America and World War I
A Traveler’s Guide
By Mark D. Van Ells. 432 pages.
Interlink Books, 2014. $22.
THE CENTENNIAL OF THE OUTBREAK of World War I in Europe in 1914 has generated an uptick in battlefield tourism to places like the Somme, Verdun, and Ypres. The centennial of American intervention in 1917 may be expected to incite a similar increase in tourists from the United States going to visit places like Belleau Wood and the Meuse–Argonne. The publication of a travel guide to American World War I battlefields is therefore timely. America and World War I: A Traveler’s Guide will probably be only the first of many such works.
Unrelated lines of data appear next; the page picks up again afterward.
PR #402, opened 2023-04-21
Added windows nuget work temporarily for testing

sayanshaw24:
Continued work with all other builds including mobile: https://github.com/microsoft/onnxruntime-extensions/compare/skottmckay/NugetWIP


nuget/targets/netstandard/Microsoft.ML.OnnxRuntime.Extensions.props
```diff
@@ -0,0 +1,80 @@
+<?xml version="1.0" encoding="utf-8"?>
+<Project ToolsVersion="4.0" xmlns="http://schemas.microsoft.com/developer/msbuild/2003">
+
+  <ItemDefinitionGroup>
+    <ClCompile>
+      <AdditionalIncludeDirectories>$(MSBuildThisFileDirectory)../../build/native/include/;%(AdditionalIncludeDirectories)</AdditionalIncludeDirectories>
```
wenbingl, line 6: for desktop, we don't have any header files needs to be published.

nuget/targets/netstandard/Microsoft.ML.OnnxRuntime.Extensions.props
```diff
@@ -0,0 +1,80 @@
...
+    </ClCompile>
+  </ItemDefinitionGroup>
+
+  <ItemDefinitionGroup Condition="'$(PlatformTarget)' == 'ARM64'">
+    <Link>
+      <AdditionalDependencies>$(MSBuildThisFileDirectory)../../runtimes/win-arm64/native/ortextensions.lib;%(AdditionalDependencies)</AdditionalDependencies>
+    </Link>
+  </ItemDefinitionGroup>
+
+  <ItemDefinitionGroup Condition="'$(PlatformTarget)' == 'ARM'">
```
wenbingl, line 16: ARM for WIndows doesn't work well, consider to remove it.

nuget/targets/netstandard/Microsoft.ML.OnnxRuntime.Extensions.props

The American experience of World War I began in the United States when training camps sprouted up across the country to process, organize, and train thousands of volunteers and draftees. Van Ells, after introductory chapters on the road to war and General John J. Pershing, appropriately devotes a chapter to these camps, along with specialized sites, such as camps for chemical weapons and medical training. GPS coordinates and descriptive narratives are helpfully provided for all the important camps (as they are for major American airfields in France). Van Ells then discusses at length—perhaps excessively—ports of embarkation, the war at sea, and the doughboys’ arrival in Europe before proceeding to battle sites.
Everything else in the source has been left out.